X = features_.drop(["RainTomorrow"], axis=1)
y = features_["RainTomorrow"]
# Splitting test and training sets
X_train, X_test, y_train, y_test = train_test_split(X, y, test_size = 0.2, random_state = 42)
X.shape
Output:
#Early stopping
early_stopping = callbacks.EarlyStopping(
min_delta=0.001,
patience=20,
restore_best_weights=True,
)
# Initialising the NN
model_01 = Sequential()
# layers
model_01.add(Dense(units = 32, kernel_initializer = 'uniform', activation = 'relu', input_dim = 26))

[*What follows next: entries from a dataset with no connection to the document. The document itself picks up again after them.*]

PR #8636, opened 2024-08-07
Remove Request.wait_for_disconnection() method

### LINKED ISSUE #8631: Remove wait_for_disconnection
This issue is for tracking purposes only so we don't forget

              > I'm not sure its useful, but I've also never had a use case for it. I'd open an issue to provide notice of intent to remove it, and than do so in 30 days if nobody objects.

Well, it's only been in a release for a week or so. So, it's incredibly unlikely people are already using it, we can probably just strip in the next 3.10 release before most users have finished upgrading to 3.10.

_Originally posted by @Dreamsorcerer in https://github.com/aio-libs/aiohttp/issues/8611#issuecomment-2273408467_

Dreamsorcerer:
Fixes #8631.

### DIFF
--- a/aiohttp/web_protocol.py
+++ b/aiohttp/web_protocol.py
@@ -630,6 +630,7 @@ class RequestHandler(BaseProtocol):
         can get exception information. Returns True if the client disconnects
         prematurely.
         """
+        request._finish()
         if self._request_parser is not None:
             self._request_parser.set_upgraded(False)
             self._upgrade = False
--- a/aiohttp/web_protocol.py
+++ b/aiohttp/web_protocol.py
@@ -630,7 +630,6 @@ class RequestHandler(BaseProtocol):
         can get exception information. Returns True if the client disconnects
         prematurely.
         """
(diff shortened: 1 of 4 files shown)


aiohttp/web_protocol.py
```diff
@@ -630,7 +630,6 @@ async def finish_response(
         can get exception information. Returns True if the client disconnects
         prematurely.
         """
-        request._finish()
```
Dreamsorcerer: @webknjaz Would be good if you can sanity check whether this method still makes sense. It was added only for this wait_for_disconnection() method, but then appears you added some multipart fix into the method. I'm wondering if that fix should live somewhere else, or we should keep the method.

bdraco (approved):

aiohttp/web_protocol.py
Dreamsorcerer: I assume your fix was never backported either: #5494.

bdraco (approved):

PR #8641, opened 2024-08-08
Fix WebSocket ping tasks being prematurely garbage collected

### LINKED ISSUE #8614: Risk of websocket ping tasks being garbage collected before they finish
These are at risk of being garbage collected before they finish. 

This is an existing problem to be solved in a future PR
https://docs.python.org/3/library/asyncio-task.html#asyncio.create_task
> Important Save a reference to the result of this function, to avoid a task disappearing mid-execution. The event loop only keeps weak references to tasks. A task that isn’t referenced elsewhere may get garbage collected at any time, even before it’s done. For reliable “fire-and-forget” background tasks, gather them in a collection:

_Originally posted by @bdraco in https://github.com/aio-libs/aiohttp/pull/8608#discussion_r1704039542_

bdraco:
## What do these changes do?

The event loop only keeps weak references to tasks, we need to hold a strong reference to ensure that the ping task is not prematurely garbage collected.
https://docs.python.org/3/library/asyncio-task.html#asyncio.create_task

In almost all cases the ping can be done synchronously if the task is created eagerly which avoids scheduling the ping task on the event loop.

no

no
## Related issue number

fixes #8614

### DIFF
--- a/CHANGES/8641.bugfix.rst
+++ b/CHANGES/8641.bugfix.rst
@@ -1,0 +1,3 @@
+Fixed WebSocket ping tasks being prematurely garbage collected -- by :user:`bdraco`.
+
+There was a small risk that WebSocket ping tasks would be prematurely garbage collected because the event loop only holds a weak reference to the task. The garbage collection risk has been fixed by holding a strong reference to the task. Additionally, the task is not scheduled eagerly with Python 3.12+ to increase the chance it can be completed immediately and avoid having to hold any references to the task.
--- a/CHANGES/8641.bugfix.rst
+++ b/CHANGES/8641.bugfix.rst
@@ -1,3 +1,3 @@
 Fixed WebSocket ping tasks being prematurely garbage collected -- by :user:`bdraco`.
 
-There was a small risk that WebSocket ping tasks would be prematurely garbage collected because the event loop only holds a weak reference to the task. The garbage collection risk has been fixed by holding a strong reference to the task. Additionally, the task is not scheduled eagerly with Python 3.12+ to increase the chance it can be completed immediately and avoid having to hold any references to the task.
+There was a small risk that WebSocket ping tasks would be prematurely garbage collected because the event loop only holds a weak reference to the task. The garbage collection risk has been fixed by holding a strong reference to the task. Additionally, the task is now scheduled eagerly with Python 3.12+ to increase the chance it can be completed immediately and avoid having to hold any references to the task.
--- a/aiohttp/client_ws.py
+++ b/aiohttp/client_ws.py
@@ -146,7 +146,7 @@ class ClientWebSocketResponse:
         else:
             self._ping_task.add_done_callback(self._ping_task_done)
 
-    def _ping_task_done(self, task: asyncio.Task[None]) -> None:
+    def _ping_task_done(self, task: "asyncio.Task[None]") -> None:
         """Callback for when the ping task completes."""
         self._ping_task = None
 
--- a/aiohttp/client_ws.py
+++ b/aiohttp/client_ws.py
@@ -146,7 +146,7 @@ class ClientWebSocketResponse:
             # the task on the event loop.
             ping_task = asyncio.Task(self._writer.ping(), loop=loop, eager_start=True)
         else:
-            ping_task = self.loop.create_task(self._writer.ping())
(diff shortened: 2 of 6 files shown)


aiohttp/helpers.py
```diff
@@ -592,6 +593,21 @@ def weakref_handle(
...
 
+def create_eager_task(
+    coro: Coroutine[Any, Any, None],
+    loop: asyncio.AbstractEventLoop,
+) -> "asyncio.Task[None]":
+    """Create a task that will be scheduled immediately if possible."""
+    if sys.version_info >= (3, 12):
+        # Optimization for Python 3.12, try to write
+        # bytes immediately to avoid having to schedule
+        # the task on the event loop.
```
bdraco:
```suggestion
        # Optimization for Python 3.12, try start eagerly
        # to avoid being scheduled on the event loop.
```

aiohttp/helpers.py
```diff
@@ -592,6 +593,20 @@ def weakref_handle(
     return None
 
 
+def create_eager_task(
+    coro: Coroutine[Any, Any, None],
+    loop: asyncio.AbstractEventLoop,
+) -> "asyncio.Task[None]":
+    """Create a task that will be scheduled immediately if possible."""
+    if sys.version_info >= (3, 12):
+        # Optimization for Python 3.12, try start eagerly
```
bdraco:
```suggestion
        # Optimization for Python 3.12+, try start eagerly
```

aiohttp/helpers.py
```diff
@@ -592,6 +593,20 @@ def weakref_handle(
     return None
 
 
+def create_eager_task(
+    coro: Coroutine[Any, Any, None],
+    loop: asyncio.AbstractEventLoop,
+) -> "asyncio.Task[None]":
+    """Create a task that will be scheduled immediately if possible."""
```
bdraco:
```suggestion
    """Create a task that will be run immediately if possible."""
```

CHANGES/8641.bugfix.rst
```diff
@@ -0,0 +1,3 @@
+Fixed WebSocket ping tasks being prematurely garbage collected -- by :user:`bdraco`.
+
+There was a small risk that WebSocket ping tasks would be prematurely garbage collected because the event loop only holds a weak reference to the task. The garbage collection risk has been fixed by holding a strong reference to the task. Additionally, the task is not scheduled eagerly with Python 3.12+ to increase the chance it can be completed immediately and avoid having to hold any references to the task.
```
bdraco:
```suggestion
There was a small risk that WebSocket ping tasks would be prematurely garbage collected because the event loop only holds a weak reference to the task. The garbage collection risk has been fixed by holding a strong reference to the task. Additionally, the task is now scheduled eagerly with Python 3.12+ to increase the chance it can be completed immediately and avoid having to hold any references to the task.
```

aiohttp/client_ws.py
```diff
@@ -141,6 +140,15 @@ def _send_heartbeat(self) -> None:
         self._cancel_pong_response_cb()
         self._pong_response_cb = loop.call_at(when, self._pong_not_received)
 
+        ping_task = create_eager_task(self._writer.ping(), loop)
```
bdraco: ping task now happens at the end to better align with previous implementation since it previously would run one event loop iteration later on older python.

aiohttp/helpers.py
```diff
@@ -592,6 +593,20 @@ def weakref_handle(
     return None
 
 
+def create_eager_task(
```
Dreamsorcerer: Personally, I'd rather duplicate such code through the codebase, it makes cleaning it up in future easier.
e.g. If we just run pyupgrade or whatever on this, it's likely to result in a pointless-looking wrapper:
```
def create_eager_task(coro, loop):
    return asyncio.Task(coro, loop=loop, eager_start=True)
```

Whereas, running on duplicated code, we'd just end up with the expected code. For that same reason, I'd only add a comment explaining why we want eager_start. The availability of the feature on certain Python versions is obvious from the code itself.

Dreamsorcerer (approved):

aiohttp/helpers.py
bdraco: I'll undo the de-duplication.  I think we only have 4-5 potential places where this makes sense anyways.

PR #8655, opened 2024-08-08
Release 3.10.2

bdraco:
https://github.com/aio-libs/aiohttp/actions/runs/10306656747


bdraco:
Retested on two production systems just to be sure. All good

PR #8660, opened 2024-08-08
Improve performance of WebSockets when there is no timeout

bdraco:
## What do these changes do?

The common case for WebSockets is to call receive without a timeout, or use the WebSocketResponse as an async iterator. The read was always wrapped with an async timeout even if the timeout was not used which accounted for as much as 50% of the run time each loop. If there is no timeout, avoid wrapping the read call in the context manager which creates a new Timeout() object each time.

Performance improvement

related reading https://www.researchgate.net/publication/348993267_An_Analysis_of_the_Performance_of_Websockets_in_Various_Programming_Languages_and_Libraries

no

before
timeout

after
after

### DIFF
--- a/CHANGES/8660.misc.rst
+++ b/CHANGES/8660.misc.rst
@@ -1,3 +1,3 @@
-Improved performance of :py:meth:`~aiohttp.ClientWebSocketResponse.receive` and :py:meth:`~aiohttp.web.WebSocketResponse.receive` when there is timeout. -- by :user:`bdraco`.
+Improved performance of :py:meth:`~aiohttp.ClientWebSocketResponse.receive` and :py:meth:`~aiohttp.web.WebSocketResponse.receive` when there is no timeout. -- by :user:`bdraco`.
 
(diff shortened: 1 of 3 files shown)


bdraco:
This should significantly help `aiounifi`, `aioshelly`, and `uiprotect` which they are have quite a bit of incoming websocket traffic.

Dreamsorcerer:
I wonder if there's a way to improve the timeout version too...

Dreamsorcerer (approved):

bdraco:
> I wonder if there's a way to improve the timeout version too...

Nothing obvious stands out in https://github.com/python/cpython/blob/2f5c3b09e45798a18d60841d04a165fb062be666/Lib/asyncio/timeouts.py#L85 but I also haven't stared at it long enough.

bdraco:
Thanks!

bdraco:
> I wonder if there's a way to improve the timeout version too...

Found a way to make it faster https://github.com/python/cpython/pull/122882

PR #8661, opened 2024-08-08
Improve performance of starting request handlers with Python 3.12+

bdraco:
## What do these changes do?

#3406 wrapped _handle_request in a task to copy the contextvars which delays the start of the request by one iteration of the event loop and increases event loop overhead by forcing it to be scheduled which many of the handlers can finish synchronously.

In https://github.com/aio-libs/aiohttp/discussions/8170#discussioncomment-8802876 we did not have a way to improve with without removing the task, however since Python 3.12+ has eager start for tasks, we can now avoid the delay and scheduling overhead.

Performance improvement

no

### DIFF
--- a/CHANGES/8661.misc.rst
+++ b/CHANGES/8661.misc.rst
@@ -1,0 +1,1 @@
+Improved performance of starting request handlers with Python 3.12+ -- by :user:`bdraco`.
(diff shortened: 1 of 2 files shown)


Dreamsorcerer (approved):

bdraco:
Thanks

model_01.add(Dense(units = 32, kernel_initializer = 'uniform', activation = 'relu'))
model_01.add(Dense(units = 16, kernel_initializer = 'uniform', activation = 'relu'))
model_01.add(Dropout(0.25))
model_01.add(Dense(units = 8, kernel_initializer = 'uniform', activation = 'relu'))
model_01.add(Dropout(0.5))
model_01.add(Dense(units = 1, kernel_initializer = 'uniform', activation = 'sigmoid'))
# Compiling the ANN
opt = Adam(learning_rate=0.00009)
model_01.compile(optimizer = opt, loss = 'binary_crossentropy', metrics = ['accuracy'])
# Train the ANN
history = model_01.fit(X_train, y_train, batch_size = 32, epochs = 150, callbacks=[early_stopping], validation_split=0.2)
Output:
history_af = pd.DataFrame(history.history)
plt.plot(history_af.loc[:, ['loss']], "#BDE2E2", label='Training loss')
plt.plot(history_af.loc[:, ['val_loss']],"#C2C4E2", label='Validation loss')
plt.title('Training and Validation loss')
plt.xlabel('Epochs')
plt.ylabel('Loss')
plt.legend(loc="best")
plt.show()
Output:
history_af = pd.DataFrame(history.history)
plt.plot(history_af.loc[:, ['accuracy']], "#BDE2E2", label='Training accuracy')
plt.plot(history_af.loc[:, ['val_accuracy']], "#C2C4E2", label='Validation accuracy')
plt.title('Training and Validation accuracy')
plt.xlabel('Epochs')
plt.ylabel('Accuracy')
plt.legend()
plt.show()
Output:
# Predicting the test set
y_pred = model_01.predict(X_test)
y_pred = (y_pred > 0.5)
# confusion matrix
cmap_1 = sns.diverging_palette(260,-10,s=50, l=75, n=5, as_cmap=True)
plt.subplots(figsize=(12,8))
cf_matrix_01 = confusion_matrix(y_test, y_pred)
sns.heatmap(cf_matrix_01/np.sum(cf_matrix_01), cmap = cmap_1, annot = True, annot_kws = {'size':15})
Output:
<AxesSubplot:>
print(classification_report(y_test, y_pred))
Output:
Despite these challenges, machine learning has shown great potential for improving the accuracy of rainfall predictions. By using advanced machine learning techniques, such as ANNs, SVMs, and decision trees, researchers have been able to achieve high levels of accuracy in their predictions. However, there is still much work to be done in order to fully realize the potential of machine learning for rainfall prediction.
In conclusion, Rainfall prediction using machine learning is a complex task that requires the handling of large datasets, preprocessing and advanced machine learning models. Researchers are constantly working to improve the accuracy and reliability of these predictions. Techniques such as ANNs, SVMs, decision trees, Random Forests, and Gradient Boosting are being used with good results, but there is still much room for improvement. With more data and continued advancements in machine learning algorithms, we can expect to see even more accurate and reliable rainfall predictions in the future.